Work to be completed: Exactly the lines from the one containing "discarded message's untrusted" through the end of the entries, both ends included, are to be output.

Provided entries:
====

PR #1519, opened 2026-09-04
feat(mail): skip scheduled mail with no recipient-visible content (TKT-WRKFQL)

vloothuis:
Scheduled mail renders per recipient through the visible reader but sent
unconditionally, so a recipient whose rows were all ACL-filtered received a
message reading only "Nothing to show." Recurring empty mail is how a digest
gets ignored.

Opt-in `require_visible_content` on a mail template suppresses that send:

```yaml
mail_templates:
  mt_agenda:
    subject: "MT-agenda {{today}}"
    address_property: email
    require_visible_content: true
    sections:
      - entity_type: mt_overleg
        where: ["datum = today", "status = agenda_gereed"]
        style: detail
```

Off by default, so existing configs are unchanged.

## Design notes

**The count is of entities that CONTRIBUTED content, not that matched.** A
`detail` section whose entity has a blank body renders nothing, so counting
matches would still send the empty message this exists to prevent. `{{count}}`
keeps interpolating matches, so it is a second counter rather than a
redefinition. Counting happens in the builder because each style stores content
in a different field (`Body` for detail/list, `Rows` for table) — a predicate
over the rendered message would need revisiting for every style added later.

**Suppression sits before `mailrender.New`**, so a discarded message's untrusted
content never reaches the sanitizer. It returns `nil`, matching `skipBadAddress`:
a suppressed send is a completed job, and template child jobs are `RetryBounded`
(`internal/scheduler/foreach.go`), so an error would re-render forever and never
succeed. It logs at Info, not Warn — this is configured intent, not a defect —
naming only the template and recipient, never what was filtered.

`require_visible_content` with no `sections:` is refused at load: it could never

====

Task solution:
**Suppression sits before `mailrender.New`**, so a discarded message's untrusted
content never reaches the sanitizer. It returns `nil`, matching `skipBadAddress`:
a suppressed send is a completed job, and template child jobs are `RetryBounded`
(`internal/scheduler/foreach.go`), so an error would re-render forever and never
succeed. It logs at Info, not Warn — this is configured intent, not a defect —
naming only the template and recipient, never what was filtered.

`require_visible_content` with no `sections:` is refused at load: it could never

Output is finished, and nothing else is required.